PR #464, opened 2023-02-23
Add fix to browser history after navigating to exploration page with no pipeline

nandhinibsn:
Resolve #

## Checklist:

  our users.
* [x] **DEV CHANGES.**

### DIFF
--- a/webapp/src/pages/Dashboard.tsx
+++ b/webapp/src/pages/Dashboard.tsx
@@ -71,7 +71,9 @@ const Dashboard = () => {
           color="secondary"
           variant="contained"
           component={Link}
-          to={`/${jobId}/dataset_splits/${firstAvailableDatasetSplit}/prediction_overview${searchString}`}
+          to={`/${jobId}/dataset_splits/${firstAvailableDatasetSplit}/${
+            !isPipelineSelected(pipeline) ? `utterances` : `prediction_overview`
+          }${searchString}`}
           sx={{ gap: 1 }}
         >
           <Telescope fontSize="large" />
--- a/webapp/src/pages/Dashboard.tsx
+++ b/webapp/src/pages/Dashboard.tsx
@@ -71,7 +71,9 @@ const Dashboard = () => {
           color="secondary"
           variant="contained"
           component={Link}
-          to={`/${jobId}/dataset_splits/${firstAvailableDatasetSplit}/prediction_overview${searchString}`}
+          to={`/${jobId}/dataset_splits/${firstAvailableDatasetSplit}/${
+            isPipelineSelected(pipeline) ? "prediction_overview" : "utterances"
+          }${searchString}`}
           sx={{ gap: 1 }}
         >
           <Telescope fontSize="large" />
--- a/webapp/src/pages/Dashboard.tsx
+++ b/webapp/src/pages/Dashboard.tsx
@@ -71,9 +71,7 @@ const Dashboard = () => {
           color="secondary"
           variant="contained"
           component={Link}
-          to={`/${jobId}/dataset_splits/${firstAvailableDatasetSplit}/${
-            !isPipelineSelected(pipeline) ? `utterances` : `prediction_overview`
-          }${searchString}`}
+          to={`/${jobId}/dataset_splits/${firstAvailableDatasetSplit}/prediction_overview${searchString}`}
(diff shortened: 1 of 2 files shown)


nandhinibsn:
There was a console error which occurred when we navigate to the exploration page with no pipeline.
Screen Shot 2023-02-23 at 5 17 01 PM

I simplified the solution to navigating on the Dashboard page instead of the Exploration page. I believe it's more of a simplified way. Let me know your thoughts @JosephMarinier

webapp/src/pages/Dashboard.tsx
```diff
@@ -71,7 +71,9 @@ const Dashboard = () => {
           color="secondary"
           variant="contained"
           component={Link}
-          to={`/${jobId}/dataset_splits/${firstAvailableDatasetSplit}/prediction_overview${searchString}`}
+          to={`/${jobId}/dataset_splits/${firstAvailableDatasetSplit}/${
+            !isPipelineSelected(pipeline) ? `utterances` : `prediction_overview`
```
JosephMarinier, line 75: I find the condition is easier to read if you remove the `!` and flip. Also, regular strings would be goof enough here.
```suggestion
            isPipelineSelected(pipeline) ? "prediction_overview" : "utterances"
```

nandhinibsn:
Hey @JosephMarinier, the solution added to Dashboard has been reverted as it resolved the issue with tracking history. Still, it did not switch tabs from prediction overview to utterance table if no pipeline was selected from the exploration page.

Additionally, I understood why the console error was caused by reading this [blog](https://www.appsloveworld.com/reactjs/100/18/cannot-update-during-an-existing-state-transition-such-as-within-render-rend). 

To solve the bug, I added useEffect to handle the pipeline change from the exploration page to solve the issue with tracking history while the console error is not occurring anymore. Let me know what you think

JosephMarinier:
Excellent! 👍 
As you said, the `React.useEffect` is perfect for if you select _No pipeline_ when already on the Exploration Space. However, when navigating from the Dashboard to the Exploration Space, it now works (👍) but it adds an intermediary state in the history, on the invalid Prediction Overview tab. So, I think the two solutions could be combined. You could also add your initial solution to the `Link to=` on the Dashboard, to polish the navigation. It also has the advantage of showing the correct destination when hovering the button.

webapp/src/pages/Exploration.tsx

..............................

**Directions for this task**
Set down the data above once more so that nothing differs from the original.

**Result below**
PR #464, opened 2023-02-23
Add fix to browser history after navigating to exploration page with no pipeline

nandhinibsn:
Resolve #

## Checklist:

  our users.
* [x] **DEV CHANGES.**

### DIFF
--- a/webapp/src/pages/Dashboard.tsx
+++ b/webapp/src/pages/Dashboard.tsx
@@ -71,7 +71,9 @@ const Dashboard = () => {
           color="secondary"
           variant="contained"
           component={Link}
-          to={`/${jobId}/dataset_splits/${firstAvailableDatasetSplit}/prediction_overview${searchString}`}
+          to={`/${jobId}/dataset_splits/${firstAvailableDatasetSplit}/${
+            !isPipelineSelected(pipeline) ? `utterances` : `prediction_overview`
+          }${searchString}`}
           sx={{ gap: 1 }}
         >
           <Telescope fontSize="large" />
--- a/webapp/src/pages/Dashboard.tsx
+++ b/webapp/src/pages/Dashboard.tsx
@@ -71,7 +71,9 @@ const Dashboard = () => {
           color="secondary"
           variant="contained"
           component={Link}
-          to={`/${jobId}/dataset_splits/${firstAvailableDatasetSplit}/prediction_overview${searchString}`}
+          to={`/${jobId}/dataset_splits/${firstAvailableDatasetSplit}/${
+            isPipelineSelected(pipeline) ? "prediction_overview" : "utterances"
+          }${searchString}`}
           sx={{ gap: 1 }}
         >
           <Telescope fontSize="large" />
--- a/webapp/src/pages/Dashboard.tsx
+++ b/webapp/src/pages/Dashboard.tsx
@@ -71,9 +71,7 @@ const Dashboard = () => {
           color="secondary"
           variant="contained"
           component={Link}
-          to={`/${jobId}/dataset_splits/${firstAvailableDatasetSplit}/${
-            !isPipelineSelected(pipeline) ? `utterances` : `prediction_overview`
-          }${searchString}`}
+          to={`/${jobId}/dataset_splits/${firstAvailableDatasetSplit}/prediction_overview${searchString}`}
(diff shortened: 1 of 2 files shown)


nandhinibsn:
There was a console error which occurred when we navigate to the exploration page with no pipeline.
Screen Shot 2023-02-23 at 5 17 01 PM

I simplified the solution to navigating on the Dashboard page instead of the Exploration page. I believe it's more of a simplified way. Let me know your thoughts @JosephMarinier

webapp/src/pages/Dashboard.tsx
```diff
@@ -71,7 +71,9 @@ const Dashboard = () => {
           color="secondary"
           variant="contained"
           component={Link}
-          to={`/${jobId}/dataset_splits/${firstAvailableDatasetSplit}/prediction_overview${searchString}`}
+          to={`/${jobId}/dataset_splits/${firstAvailableDatasetSplit}/${
+            !isPipelineSelected(pipeline) ? `utterances` : `prediction_overview`
```
JosephMarinier, line 75: I find the condition is easier to read if you remove the `!` and flip. Also, regular strings would be goof enough here.
```suggestion
            isPipelineSelected(pipeline) ? "prediction_overview" : "utterances"
```

nandhinibsn:
Hey @JosephMarinier, the solution added to Dashboard has been reverted as it resolved the issue with tracking history. Still, it did not switch tabs from prediction overview to utterance table if no pipeline was selected from the exploration page.

Additionally, I understood why the console error was caused by reading this [blog](https://www.appsloveworld.com/reactjs/100/18/cannot-update-during-an-existing-state-transition-such-as-within-render-rend). 

To solve the bug, I added useEffect to handle the pipeline change from the exploration page to solve the issue with tracking history while the console error is not occurring anymore. Let me know what you think

JosephMarinier:
Excellent! 👍 
As you said, the `React.useEffect` is perfect for if you select _No pipeline_ when already on the Exploration Space. However, when navigating from the Dashboard to the Exploration Space, it now works (👍) but it adds an intermediary state in the history, on the invalid Prediction Overview tab. So, I think the two solutions could be combined. You could also add your initial solution to the `Link to=` on the Dashboard, to polish the navigation. It also has the advantage of showing the correct destination when hovering the button.

webapp/src/pages/Exploration.tsx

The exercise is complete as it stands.